▶ [Task directions]: Your response should be an exact reproduction of the data below, beginning at the line containing "Qwen3 Dense 14b config" and ending with the final line.
═══ Data for analysis
PR #1970, opened 2025-07-14
Qwen3 Dense 14b config

shralex:
This PR adds support for the 14b variant of Qwen3.

# Tests 

Tested locally, for example (HF -> MaxText):

--- MaxText model top 10 tokens ---
| Token ID   | Token                | Score      |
══════
▶ [Written answer]:
Qwen3 Dense 14b config

shralex:
This PR adds support for the 14b variant of Qwen3.

# Tests 

Tested locally, for example (HF -> MaxText):

--- MaxText model top 10 tokens ---
| Token ID   | Token                | Score      |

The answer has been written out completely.